Ne jamais se résoudre au fait que les CPAS soient dans les difficultés pour justifier que des personnes et familles manquent de tout, et n’obtiennent pas leurs droits.

Mootivééées, nous sommes moootivéées (air connu).

Avec un peu de motivation, on arrive à tout. Non ?

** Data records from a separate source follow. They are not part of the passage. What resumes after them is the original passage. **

PR #2283, opened 2026-06-03
Add a LoreQuest subclass of Quest

wjt:
There are some properties that only make sense on LoreQuests, and we treat them differently in the game state.

Rather than using `_validate_property` magic to hide those properties on quests that don't have the is_lore_quest property set, make a subclass, update all quest resources for lorequests to be LoreQuest instances instead, and adjust code that uses these LoreQuest-specific properties.

Arguably the authors/affiliation properties of Quest only make sense for StoryQuests, so perhaps those should have a subclass, but that's one for another day.


manuq (approved):
Good idea, it makes sense.

PR #2286, opened 2026-06-04
Sign: Add automatic artificial light

wjt:
I am adding signposts to Fray's End and connected scenes that have
time-of-day effects. Putting a light in the signs helps make them
visible even at night.


manuq (approved):
Nice!

PR #2301, opened 2026-06-05
Show dialogue after abandoning a Quest

### LINKED ISSUE #2299: Show brief dialogue after abandoning a quest
Abandoning a quest now takes you back to the hub area where you started it. It would be nice if StoryWeaver spoke to the camera after respawning in the world, just a single line of dialogue, e.g.:

> Maybe I'll try that another time.

> I can always come back later.

etc.

wjt:
We need to pass some temporary state between the point where the quest
is abandoned, and the point where the player has spawned back in the
world. Rather than adding more explicit state to the game, play this
dialogue directly from the pause menu, which is what drives abandoning
quests anyway.

Vary the dialogue based on whether the quest was being played for the
first time, or is being replayed. We could in future vary it based on
whether the quest was a LoreQuest or StoryQuest too.

Resolves https://github.com/endlessm/threadbare/issues/2299

### DIFF
--- a/scenes/globals/pause/pause_overlay.gd
+++ b/scenes/globals/pause/pause_overlay.gd
@@ -4,6 +4,7 @@ extends CanvasLayer
 
 @export_file("*.tscn") var title_scene: String
 @export_file("*.tscn") var frays_end: String
+@export var abandon_dialogue: DialogueResource
 
 @onready var pause_menu: Control = %PauseMenu
 @onready var resume_button: Button = %ResumeButton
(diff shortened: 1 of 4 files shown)


manuq:
> So then the question is: in which component should this logic live? Here's a bad idea: the pause menu! :D

May not be too bad! Just so you know: today I've been looking at references for inventories in gameuidatabase.com and I'm heading towards making the inventory be the pause menu as well.

wjt:
Interesting! OK, I suppose the existing "abandon quest" logic lives in the pause menu already…

wjt:
OK, I reworked this to live in the pause menu.

manuq (approved):

Issue #2280, opened 2026-06-03
Add collected threads to inventory


wjt:
ASCII mockup of a page accessed by pressing some key:

```
INVENTORY

[green thread]  3
[yellow thread] 0
[red thread]    1
```

tracking all threads collected across all quests thus far.

PR #2302, opened 2026-06-05
Refactor abilities names

manuq:
### Add default ability names into a new LoreInfo class

They were set in powerup instances and passed to the dialogue from them. But
these names or verbs will appear in the inventory soon. Also, StoryQuest
creators may want to rename them or modify them.

Also format the "Collect [ability name]" through scripting.

### Add StoryQuest resource with custom ability names

Because StoryQuest creators may want to change these names, or use their own custom abilities.

Update StoryQuest bootstrap automation.

Quest: Use subclass when converting to string for log purposes.

### DIFF
--- a/scenes/game_elements/props/powerup/powerup.tscn
+++ b/scenes/game_elements/props/powerup/powerup.tscn
@@ -113,7 +113,6 @@ unique_name_in_owner = true
 position = Vector2(0, -34)
 sprite_frames = ExtResource("6_ljncq")
 autoplay = "default"
-frame_progress = 0.90992624
 
 [node name="HookableArea" type="Area2D" parent="." unique_id=1984587489 node_paths=PackedStringArray("controlled_entity", "anchor_point")]
 collision_layer = 4096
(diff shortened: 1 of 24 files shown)


manuq:
Another place where these names are used is the input HUD. But in that case we have a mismatch: we do have "Repel" for the repel ability but we have "Throw" for the "Grapple" ability.

scenes/game_elements/props/powerup/powerup.tscn
```diff
@@ -114,6 +113,7 @@ unique_name_in_owner = true
 position = Vector2(0, -34)
 sprite_frames = ExtResource("6_ljncq")
 autoplay = "default"
+frame_progress = 0.90992624
```
wjt:
```suggestion
```

wjt (approved):

wjt (commented):
I think you missed one quest though: NO_EDIt

manuq:
> I think you missed one quest though: NO_EDIt

Oh yes. Also, I need to update the automation to create a StoryQuest. And maybe we should mark the Quest class as abstract? `@abstract class_name Quest`.

PR #2313, opened 2026-06-08
Music puzzle: Demodulate when solved

wjt:
Music puzzle: Demodulate when solved


wjt:
I think this is a bit cheesy - and it doesn't really feel right when the houses are still ruined.

PR #2317, opened 2026-06-08
TalkBehavior: Remove before_dialogue hook

wjt:
TalkBehavior: Remove before_dialogue hook

This was only used by the elder to vary the dialogue based on the game
state. I think it is cleaner to do that directly in response to game
state signals.


manuq (approved):

manuq:
Found a bug and fixed it! https://github.com/endlessm/threadbare/pull/2320

PR #4516, opened 2024-07-15
Add setting to control inclusion of all notification contents as attributes in the Active Notification Count sensor

marazmarci:
## Summary

Currently, the Active Notification Sensor attaches the content of all notifications in the sensor attributes. I think this has two problems:

1. The fact that, this sensor also includes all notification content in addition to the count is not intuitive judging only based on the sensor's name, and can surprise users (including myself).
2. It can increase power and data consumption.

And these could surprise the user, maybe in a negative way.

So here comes a new toggle setting for the Active Notification Count sensor to the rescue: `Include content from all notifications as sensor attributes`

Documentation: https://github.com/home-assistant/companion.home-assistant/pull/1077

## Any other notes
Please check [this comment](https://github.com/home-assistant/android/pull/4516/files#r1677876942).

## Screenshots
Screenshot_20240715_190818_Home Assistant

### DIFF
--- a/app/src/main/java/io/homeassistant/companion/android/sensors/NotificationSensorManager.kt
+++ b/app/src/main/java/io/homeassistant/companion/android/sensors/NotificationSensorManager.kt
@@ -27,6 +27,7 @@ class NotificationSensorManager : NotificationListenerService(), SensorManager {
         private const val TAG = "NotificationManager"
         private const val SETTING_ALLOW_LIST = "notification_allow_list"
         private const val SETTING_DISABLE_ALLOW_LIST = "notification_disable_allow_list"
+        private const val SETTING_INCLUDE_CONTENTS_AS_ATTRS = "active_notification_count_content_attrs"
 
         private var listenerConnected = false
         val lastNotification = SensorManager.BasicSensor(
@@ -98,6 +99,7 @@ class NotificationSensorManager : NotificationListenerService(), SensorManager {
 
     override fun requestSensorUpdate(context: Context) {
         updateMediaSession(context)
+        updateActiveNotificationCount()
     }
 
     override fun onListenerConnected() {
@@ -237,16 +239,19 @@ class NotificationSensorManager : NotificationListenerService(), SensorManager {
 
         try {
             val attr: MutableMap<String, Any?> = mutableMapOf()
-            for (item in activeNotifications) {
-                attr += mappedBundle(item.notification.extras, "_${item.packageName}_${item.id}").orEmpty()
-                    .plus("${item.packageName}_${item.id}_post_time" to item.postTime)
-                    .plus("${item.packageName}_${item.id}_is_ongoing" to item.isOngoing)
-                    .plus("${item.packageName}_${item.id}_is_clearable" to item.isClearable)
-                    .plus("${item.packageName}_${item.id}_group_id" to item.notification.group)
-                    .plus("${item.packageName}_${item.id}_category" to item.notification.category)
+            val includeContentsAsAttrsSetting = getToggleSetting(applicationContext, activeNotificationCount, SETTING_INCLUDE_CONTENTS_AS_ATTRS, default = true)
+            if (includeContentsAsAttrsSetting) {
+                for (item in activeNotifications) {
+                    attr += mappedBundle(item.notification.extras, "_${item.packageName}_${item.id}").orEmpty()
+                        .plus("${item.packageName}_${item.id}_post_time" to item.postTime)
+                        .plus("${item.packageName}_${item.id}_is_ongoing" to item.isOngoing)
+                        .plus("${item.packageName}_${item.id}_is_clearable" to item.isClearable)
+                        .plus("${item.packageName}_${item.id}_group_id" to item.notification.group)
+                        .plus("${item.packageName}_${item.id}_category" to item.notification.category)
 
-                if (Build.VERSION.SDK_INT >= Build.VERSION_CODES.O) {
-                    attr["${item.packageName}_${item.id}_channel_id"] = item.notification.channelId
+                    if (Build.VERSION.SDK_INT >= Build.VERSION_CODES.O) {
+                        attr["${item.packageName}_${item.id}_channel_id"] = item.notification.channelId
+                    }
                 }
             }
             onSensorUpdated(
--- a/common/src/main/res/values/strings.xml
+++ b/common/src/main/res/values/strings.xml
@@ -734,7 +734,7 @@
     <string name="sensor_setting_nextalarm_allow_list_title">Allow list</string>
     <string name="sensor_setting_notification_allow_list_title">Allow list</string>
     <string name="sensor_setting_notification_disable_allow_list_title">Disable allow list requirement</string>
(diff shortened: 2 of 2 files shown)


app/src/main/java/io/homeassistant/companion/android/sensors/NotificationSensorManager.kt
```diff
@@ -98,6 +99,7 @@ class NotificationSensorManager : NotificationListenerService(), SensorManager {
 
     override fun requestSensorUpdate(context: Context) {
         updateMediaSession(context)
+        updateActiveNotificationCount()
```
marazmarci, line 102: I noticed that this call was missing here. Maybe it was intentional, but I couldn't come up with an explanation why it wouldn't belong here.

If you think this should be a part of a separate PR, or if it was intentionally not called and I should remove it, please let me know!

dshokouhi:
Is this changing default behavior? We should avoid a breaking change here and keep existing behavior as default.

app/src/main/java/io/homeassistant/companion/android/sensors/NotificationSensorManager.kt
dshokouhi: Did you test this change? Last I checked is only accessible in certain places and may cause an error if not initialized.

dshokouhi:
Maybe it makes more sense to just add 1 line to the sensor description mentioning the attributes if its that confusing?

marazmarci:
> Is this changing default behavior? We should avoid a breaking change here and keep existing behavior as default.

No, it's not a breaking change, since I made `true` the setting's default value 🙂

app/src/main/java/io/homeassistant/companion/android/sensors/NotificationSensorManager.kt
dshokouhi: I remember now `requestSensorUpdate` is not going to make a difference here because we update the sensor when items are added and removed from the status bar. Also we only have access to the status bar when the listener is connected which happens as items get added/removed. I think there might be an old bug on this change.

marazmarci: One thing I forgot to mention: without this call, the setting didn't appear until the first notification got posted/removed.

dshokouhi: yea that also happens for last notification sensors as well, allow list setting wont appear until the code is reachable.

marazmarci: `SensorManager::requestSensorUpdate` is called [here](https://github.com/home-assistant/android/blob/15b1518a4466e9c58d26efce7e4605858b88a689/app/src/main/java/io/homeassistant/companion/android/settings/sensor/SensorDetailViewModel.kt#L217) in `SensorDetailViewModel::setEnabled`.

marazmarci: > Did you test this change? Last I checked is only accessible in certain places and may cause an error if not initialized.

Thanks for pointing this out. I actually tested it, but only lightly. I tried enabling/disabling the sensor, and triggering sensor updates.

marazmarci: I just wanted to point out the `|| !listenerConnected` part in the early return condition 😄

> there may still be times where the listener is not connected and a setting value wont be created

Do you think it is a blocker problem? Eventually the setting will be created, right?

Or I can move the creation of the setting somewhere else where it is guaranteed that it will be called when enabling the sensor. (But I think a proper solution would be to handle the sensor settings more centrally and generally across all sensors.)

dshokouhi: Its really only these sensors because the code only becomes active when things are posted or removed. The other sensors all provide settings upon being enabled as the code is always reachable. Maybe we should consider a setting initialization step?

we have had that issue with last notification since the setting was introduced so its not a blocker by any means given the amount of time its been like that

marazmarci:
> Maybe it makes more sense to just add 1 line to the sensor description mentioning the attributes if its that confusing?

Would you support if we both added 1 line to the description and also the new sensor setting?

dshokouhi:
> > Maybe it makes more sense to just add 1 line to the sensor description mentioning the attributes if its that confusing?
> 
> Would you support if we both added 1 line to the description and also the new sensor setting?

sure thats fine with me

app/src/main/java/io/homeassistant/companion/android/sensors/NotificationSensorManager.kt
marazmarci: > Maybe we should consider a setting initialization step?

Yes, that would be a good direction, assuming that we want to keep the current architecture which lists sensor settings from the local DB, and not some statically defined sensor definition. (And yes, I know that the sensor settings list can contain dynamic number of items, like the Last Notification sensor, that's why it would be complicated to refactor)

dshokouhi: Yea I think if we wanted to do a refactor that would be way out of scope for this PR. Getting the setting to update and appear faster leads to a better user experience IMO. Unless we want to change how it currently is I think it should be ok as we are already checking if the listener is connected for us from the past PR.

marazmarci:
I extended the in-app sensor description. Also, I converted the PR to a draft, as I realized that it won't/shouldn't be merged until the documentation PR is ready.

app/src/main/java/io/homeassistant/companion/android/sensors/NotificationSensorManager.kt
marazmarci: > Yea I think if we wanted to do a refactor that would be way out of scope for this PR.

I agree!

> Getting the setting to update and appear faster leads to a better user experience IMO.

I agree!

> Unless we want to change how it currently is I think it should be ok as we are already checking if the listener is connected for us from the past PR.

OK, I wouldn't change it now.

common/src/main/res/values/strings.xml
```diff
@@ -734,6 +734,7 @@
     <string name="sensor_setting_nextalarm_allow_list_title">Allow list</string>
     <string name="sensor_setting_notification_allow_list_title">Allow list</string>
     <string name="sensor_setting_notification_disable_allow_list_title">Disable allow list requirement</string>
+    <string name="sensor_setting_active_notification_count_content_attrs_title">Include content from all notifications as sensor attributes</string>
```
marazmarci, line 737: Now rereading it, I think the word `sensor` is unnecessary here. WDYT?

```suggestion
    <string name="sensor_setting_active_notification_count_content_attrs_title">Include content from all notifications as attributes</string>
```

dshokouhi: I think that makes sense :)

dshokouhi (approved):
Thanks for the improvement!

Se faire exclure du RI (Revenu d’Insertion) pour « trouver la motivation » !
« Trouver la motivation » pour trouver un emploi !
Quand un.e bénéficiaire du RI travaille, ses revenus professionnels ne sont pas entièrement décomptés du montant du RI.
Il ou elle garde pendant trois ans maximum, un « bénéfice » de 291 € par mois.
De nouvelles mesures sont d’application à partir du 1er janvier 2023 (globalement positives même si elles ne rencontrent que très partiellement nos revendications de longue date).
Une circulaire les explique avec moult détails et calculs (1).
De nombreux exemples sont donnés, qui tous ne comportent que des données objectives (Mr A. commence à travailler le 16/12 ; Mme B. perçoit un salaire de 560 € ; Mr C. travaille en intérim du 12 au 30/01…)
Sauf un :
« Madame Q. ne travaille pas et vit seule avec ses 2 enfants. Elle a bénéficié d’un revenu d’intégration en janvier et en février mais celui-ci lui a été retiré dès le 1er mars pour non-respect de la condition de disposition au travail. Madame Q. trouve finalement la motivation de réaliser ses recherches d’emploi et commence à travailler à temps partiel dans le cadre d’un contrat à durée indéterminée à partir du 23 mars. »
Mme Q. a donc « trouvé finalement la motivation » de fournir des recherches d’emploi parce que le CPAS lui a retiré tout revenu, alors qu’elle a deux enfants à charge. Et, oh miracle ! En 23 jours de “recherche d’emploi” que son absence de revenus l’a “motivée” à enfin réaliser, elle en a trouvé !
Ou comment l’Etat social actif s’invite au détour d’une circulaire bourrée de détails techniques, comme ça, sans en avoir l’air…
De la vertu des sanctions infligées aux “fainéants” pour les “motiver “…

Bernadette Schaeck
(Association de Défense des Allocataires Sociaux)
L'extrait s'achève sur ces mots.